**** Records provided

PR #68, opened 2017-10-31
Integration tests for reporting portal components

littledice:


app/src/integrationTests/ContribIntegrationTests.tsx
```diff
@@ -0,0 +1,361 @@
...
+                scenario: {
+                    id: scenarioId,
+                    description: "Yellow Fever scenario",
+                    disease: "yf",
+                    touchstones: [touchstoneId]
+                }
+            }
+        ]
+    };
+}
```
littledice: This file has also been renamed without changes

app/src/integrationTests/ReportIntegrationTests.tsx
```diff
@@ -0,0 +1,189 @@
...
+
+                    const url = link.prop("href");
+                    return fetcher.fetchFromReportingApi(url)
+
+                });
+
+            checkPromise(done, promise, (response) => {
+                expect(response.status).to.equal(200)
+            });
+        });
```
MartinEden: In each of these file download tests there are some repeated lines that could be factored out:

```
const link = rendered.find(FileDownloadLink).first();
const url = link.prop("href");
return fetcher.fetchFromReportingApi(url)
```

and 

```
checkPromise(done, promise, (response) => {
    expect(response.status).to.equal(200)
});
```

littledice:
Ok, right number of tests now and less repeated code!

********

Exactly as they stand above, retype all of the records.

PR #68, opened 2017-10-31
Integration tests for reporting portal components

littledice:


app/src/integrationTests/ContribIntegrationTests.tsx
```diff
@@ -0,0 +1,361 @@
...
+                scenario: {
+                    id: scenarioId,
+                    description: "Yellow Fever scenario",
+                    disease: "yf",
+                    touchstones: [touchstoneId]
+                }
+            }
+        ]
+    };
+}
```
littledice: This file has also been renamed without changes

app/src/integrationTests/ReportIntegrationTests.tsx
```diff
@@ -0,0 +1,189 @@
...
+
+                    const url = link.prop("href");
+                    return fetcher.fetchFromReportingApi(url)
+
+                });
+
+            checkPromise(done, promise, (response) => {
+                expect(response.status).to.equal(200)
+            });
+        });
```
MartinEden: In each of these file download tests there are some repeated lines that could be factored out:

```
const link = rendered.find(FileDownloadLink).first();
const url = link.prop("href");
return fetcher.fetchFromReportingApi(url)
```

and 

```
checkPromise(done, promise, (response) => {
    expect(response.status).to.equal(200)
});
```

littledice:
Ok, right number of tests now and less repeated code!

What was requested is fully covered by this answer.